PR #164, opened 2021-05-07
Make read length input to CollectWgsMetrics for Melt

epiercehoffman:
### Updates
Add read length as input to CollectWgsMetrics in Module00a.MELT.GetWgsMetrics, in case read length differs from the default 150bp assumed by that program. To accomplish this, GetMultipleMetrics was moved ahead of GetWgsMetrics to allow the calculated read length to be passed from the former to the latter if read length was not supplied as an input.

### Testing
Tested with two samples from `test_small`. Confirmed GetWgsMetrics completed successfully, using a read length input of 151, calculated in GetMultipleMetrics.

### DIFF
--- a/wdl/MELT.wdl
+++ b/wdl/MELT.wdl
@@ -86,28 +86,6 @@ workflow MELT {
       email: "tbrookin@broadinstitute.org"
     }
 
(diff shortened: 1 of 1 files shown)


mwalker174 (approved):
👍 Thanks!

Issue #103, opened 2021-01-28
Improve templating of Terra method configuration JSONS


cwhelan:
In https://github.com/broadinstitute/gatk-sv/pull/96, @epiercehoffman suggested:

> Finally, I do have some worries about template files piling up once we do a similar thing for the Terra cohort pipeline, as it looks like with this model we will need to have a separate Terra-specific template for each workflow. Of course, most of the time we will only have to actually edit the input values rather than the templates, so it's still far better than the previous JSON system. But, it could be a lot of files to edit if inputs are added/names are changed. Could it work to have one template per workflow but tag template items with "this" or "workspace" if that's how they should be configured for Terra, and do away with the separate Terra template? Or is that too complicated with the current JSON-generation implementation / are there cases where it would not work to use the same variable names in Terra?

I couldn't find way to do that in the scope of that PR, but we should investigate ways to make this more efficient and stop the proliferation of different versions of JSON templates. Ideally one could, when executing the `build_inputs.py` script, specify a special "Terra mode" at runtime, which would cause the script to write a reference to `${this.varname}` or `${workspace.varname}` instead of the actual input value. This would allow Terra method configuration JSONs to be generated from the same template as the main subworkflow input JSON.

PR #169, opened 2021-05-18
Add templates for Terra cohort mode JSONs and workspace data

epiercehoffman:
### Updates
Add templates to generate JSONs and workspace data TSV for Terra cohort-mode workspace, in the style of other templates. 

### Testing
Tested JSON & workspace data TSV generation from templates using build_default_inputs.sh script.

### Still to come
I will update this PR or make another (depending on timing) with the dashboard/documentation and the sample data table. I just wanted to stop sitting on these templates while I finalize the documentation.


mwalker174 (approved):
Magnificent. One minor filename correction I found.

Referencing #103 which applies here - the proliferation of json templates isn't ideal. In theory, it seems like we should be able to have only one template per workflow and instead populate separate input value jsons for cromwell and terra. As we discussed offline, however, there are technical snags to making that happen (I believe array inputs were one).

• **PROBLEM**
Pull every line containing the string "will" out of the data above and copy it.

• **WRITTEN ANSWER**
> Finally, I do have some worries about template files piling up once we do a similar thing for the Terra cohort pipeline, as it looks like with this model we will need to have a separate Terra-specific template for each workflow. Of course, most of the time we will only have to actually edit the input values rather than the templates, so it's still far better than the previous JSON system. But, it could be a lot of files to edit if inputs are added/names are changed. Could it work to have one template per workflow but tag template items with "this" or "workspace" if that's how they should be configured for Terra, and do away with the separate Terra template? Or is that too complicated with the current JSON-generation implementation / are there cases where it would not work to use the same variable names in Terra?
I will update this PR or make another (depending on timing) with the dashboard/documentation and the sample data table. I just wanted to stop sitting on these templates while I finalize the documentation.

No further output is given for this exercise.